Recorded data:
☆ ☆ ☆ ☆ ☆

PR #216, opened 2017-04-05
Rename Cozy Files to Cozy Drive

kosssi:
On this repository:
- [x] Rename cozy-files-v3 to cozy-drive
- [x] Rename Cozy Files to Cozy Drive
- [x] Update mobile id
- [x] Update translation on project

Update service:
- [ ] Update android app id
- [ ] Update iOS app id
- [ ] Rename Github repository
- [ ] Rename Transifex project
- [ ] Update translation on Transifex
- [ ] Update Travis

### DIFF
--- a/manifest.webapp
+++ b/manifest.webapp
@@ -1,9 +1,9 @@
 {
   "name": "Files",
-  "slug": "cozy-files-v3",
+  "slug": "cozy-drive",
   "icon": "app-icon.svg",
   "description": "File manager for Cozy v3",
-  "source": "https://github.com/cozy/cozy-files-v3.git@build",
+  "source": "https://github.com/cozy/cozy-drive.git@build",
   "developer": {
     "name": "Cozy",
     "url": "https://cozy.io"
--- a/manifest.webapp
+++ b/manifest.webapp
@@ -1,5 +1,5 @@
 {
-  "name": "Cozy Drive",
+  "name": "Drive",
   "slug": "cozy-drive",
   "icon": "app-icon.svg",
   "description": "File manager for Cozy v3",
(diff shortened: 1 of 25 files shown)


manifest.webapp
```diff
@@ -1,5 +1,5 @@
 {
-  "name": "Files",
+  "name": "Cozy Drive",
```
enguerran: I would do s/Files/Drive/ as this manifest is used by the cozy-stack (in which the word Cozy is obvious)

src/locales/en.json
```diff
@@ -1,14 +1,14 @@
 {
   "nav": {
-    "item_files": "Files",
+    "item_files": "Drive",
```
enguerran: I would keep *Files* in that context.
But if you change the value, consider changing the key as well.

src/locales/en.json
```diff
@@ -1,14 +1,14 @@
...
     "item_recent": "Recent",
     "item_shared": "Shared by me",
     "item_activity": "Activity",
     "item_trash": "Trash",
     "item_settings": "Settings"
   },
   "breadcrumb": {
-    "title_files": "Files",
+    "title_files": "Drive",
```
enguerran: I would keep *Files* in that context.
But if you change the value, consider changing the key as well.
And to depend less on the translation, maybe `breadcrumb.title` is explicit enough.

jsilvestre: We chose to go for "Drive" here to match what is done by Google, but @pierrevdk will have the last word anyway

src/locales/en.json
jsilvestre: Same comment than for the breadcrumb, @pierrevdk will decide what they want, but as for now we copy what Google does (= using Drive everywhere).

PR #220, opened 2017-04-10
fix: handle setup :fries:

enguerran:
[react-router](https://github.com/ReactTraining/react-router/blob/v3/docs/API.md#onenternextstate-replace-callback) let us register a function called each time a route is going to enter.

That is the way we drive user to the onboarding or to the application main page.

This is not a way to *initialize* the application.

So I moved the initialization into a function called once the JS file is loaded and evaluated.

And I renamed the `requireSetup` function with a more explicit name.

I would like to initialized the [cozy-bar](https://github.com/cozy/cozy-bar) at two places:
- when the application is opened in classical condition (user already onboarded)
- when the onboarding is finished

Because we don't want to initialized the cozy-bar each time the *normal route* is called (`#/files`).

*Note: I fixed a bug on initialization when user is not registered (because the device was revoked) [introduced earlier](https://github.com/cozy/cozy-drive/pull/214/commits/63a5670815f298ad076c47fad56541e8541a2eef#diff-a8d74123e70b3c36093d784c4d702199R26)*

### DIFF
--- a/mobile/src/components/MobileAppRoute.jsx
+++ b/mobile/src/components/MobileAppRoute.jsx
@@ -4,6 +4,8 @@ import { Route } from 'react-router'
 import AppRoute from '../../../src/components/AppRoute'
 import App from '../../../src/components/App'
 
+import { initBar } from '../lib/cozy-helper'
+
 import OnBoarding from '../containers/OnBoarding'
 import Settings from '../containers/Settings'
 import RevokableWrapper from '../containers/RevokableWrapper'
@@ -16,7 +18,7 @@ const MobileAppRoute = requireSetup => (
         <Route path='settings' name='mobile.settings' component={Settings} />}
       </Route>
     </Route>
-    <Route path='onboarding' component={OnBoarding} />
+    <Route path='onboarding' component={OnBoarding} onLeave={() => initBar()} />
   </Route>
 )
 
--- a/mobile/src/lib/init.js
+++ b/mobile/src/lib/init.js
@@ -1,7 +1,23 @@
 import { configureReporter } from './reporter'
-import { initClient } from './cozy-helper'
+import { initClient, initBar, isClientRegistered } from './cozy-helper'
+import { revokeClient } from '../actions/authorization'
+import { startReplication } from '../actions/settings'
 
-export const initService = (store) => {
+export const initServices = (store) => {
   configureReporter(store.getState)
   initClient(store.getState().mobile.settings.serverUrl)
+
+  const client = store.getState().settings.client
+  if (client) {
+    isClientRegistered(client)
+      .then((clientIsRegistered) => {
+        if (clientIsRegistered) {
+          startReplication(store.dispatch, store.getState) // don't like to pass `store.dispatch` and `store.getState` as parameters, big coupling
+          initBar()
+        } else {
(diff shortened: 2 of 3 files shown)


mobile/src/components/MobileAppRoute.jsx
```diff
@@ -16,7 +18,7 @@ const MobileAppRoute = requireSetup => (
         <Route path='settings' name='mobile.settings' component={Settings} />}
       </Route>
     </Route>
-    <Route path='onboarding' component={OnBoarding} />
+    <Route path='onboarding' component={OnBoarding} onLeave={() => initBar()} />
```
enguerran: @kosssi or @goldoraf I am not sure it is a good way to init the bar after the onboarding steps. What do you think?

mobile/src/lib/init.js
```diff
@@ -1,7 +1,23 @@
...
+export const initServices = (store) => {
   configureReporter(store.getState)
   initClient(store.getState().mobile.settings.serverUrl)
+
+  const client = store.getState().settings.client
+  if (client) {
+    isClientRegistered(client)
+      .then((clientIsRegistered) => {
+        if (clientIsRegistered) {
+          startReplication(store.dispatch, store.getState) // don't like to pass `store.dispatch` and `store.getState` as parameters, big coupling
```
enguerran: What do you think about this comment? Do you think it's a thing or may I remove it?

mobile/src/lib/init.js
```diff
@@ -1,7 +1,23 @@
...
+          initBar()
+        } else {
+          console.warn('Your device is no more connected to your server')
```
enguerran: Do we really want this kind of `console` message in the code? I can't know.

mobile/src/components/MobileAppRoute.jsx
kosssi: it's a good idea.

mobile/src/lib/init.js
kosssi: I thinks it's normal can you remove it?

mobile/src/lib/init.js
kosssi: I will leave the message to be able to debug

mobile/src/lib/init.js
enguerran: `startReplication` is related to pouchDB, and `store` is related to redux.

How does `startReplication` become related to redux? What are the architectural needs to link redux to pouchDB? How can they be related?

What do you mean by:
> I think it's normal

mobile/src/lib/init.js
enguerran: If it's a debug message, don't you think the message content is out of scope: what is *"Your device"* when you're a developer? May it contain something more introspective?

mobile/src/components/MobileAppRoute.jsx
enguerran: thanks for your answer, wait for another advice and I'll merge this PR if it's ok.

mobile/src/lib/init.js
kosssi: Maybe, but will be changed when needed ;)

enguerran:
I don't wait any longer for other reviews

PR #222, opened 2017-04-11
feat: breadcrumb animation :moneybag:

enguerran:
We have two behaviors within the breadcrumb:
1. on breadcrumb deploy: animate the dropdown menu
1. on back button: no animation

*Animation includes a deployed menu, an overlay and a collapsed menu.*


enguerran:
I don't wait longer for other reviews.

PR #224, opened 2017-04-12
fix: unable to start on plane mode

enguerran:
Even if it looked a good idea to remove https://github.com/cozy/cozy-drive/pull/157/files#diff-f96699990a60f265f8d3b7bd25d3e9a6L26 earlier.

It is mandatory while https://github.com/cozy/cozy-client-js/blob/master/src/index.js#L177 is not refactored.

Without that, the mobile application does not start when the phone is on plane mode.


kosssi:
Sorry but you were right 😘

kosssi:
[(2) [FIL-33] Faire en sorte que l'initialisation de cozy client js soit offline-friendly](https://trello.com/c/RWOFSwgQ/231-2-fil-33-faire-en-sorte-que-l-initialisation-de-cozy-client-js-soit-offline-friendly)

PR #225, opened 2017-04-13
[feat] add developer tools

ptbrowne:
Enable React Developer tools and Redux developer tools in Chrome.

[Redux dev tools](https://chrome.google.com/webstore/detail/redux-devtools/lmhkpmbekcpmknklioeibfkpmmfibljd)

[React dev tools](https://chrome.google.com/webstore/detail/react-developer-tools/fmkadmapgofadopljbjfkapdkoienihi)

### DIFF
--- a/config/webpack.config.dev.js
+++ b/config/webpack.config.dev.js
@@ -14,7 +14,8 @@ module.exports = {
   plugins: [
     new webpack.DefinePlugin({
       __SERVER__: JSON.stringify('http://app.cozy.local'),
-      __STACK_ASSETS__: false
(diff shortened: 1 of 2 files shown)


goldoraf:
Wow, thanks for this :+1: ! There is just a small fix to do if you don't mind ; currently the build is failing because of linting: __DEVELOPMENT__ is not explicitely defined or imported in main.jsx, and the linter doesn't like that. Adding `/* global __DEVELOPMENT__ */` to the header of main.jsx will fix that problem.

goldoraf:
Thanks a lot :smile:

☆ ☆ ☆ ☆ ☆

Problem => After locating the line with "kosssi: I will" above, return that line and every later line through the one with "What do you mean", word for word and with nothing else.

Exercise output =>
kosssi: I will leave the message to be able to debug

mobile/src/lib/init.js
enguerran: `startReplication` is related to pouchDB, and `store` is related to redux.

How does `startReplication` become related to redux? What are the architectural needs to link redux to pouchDB? How can they be related?

What do you mean by:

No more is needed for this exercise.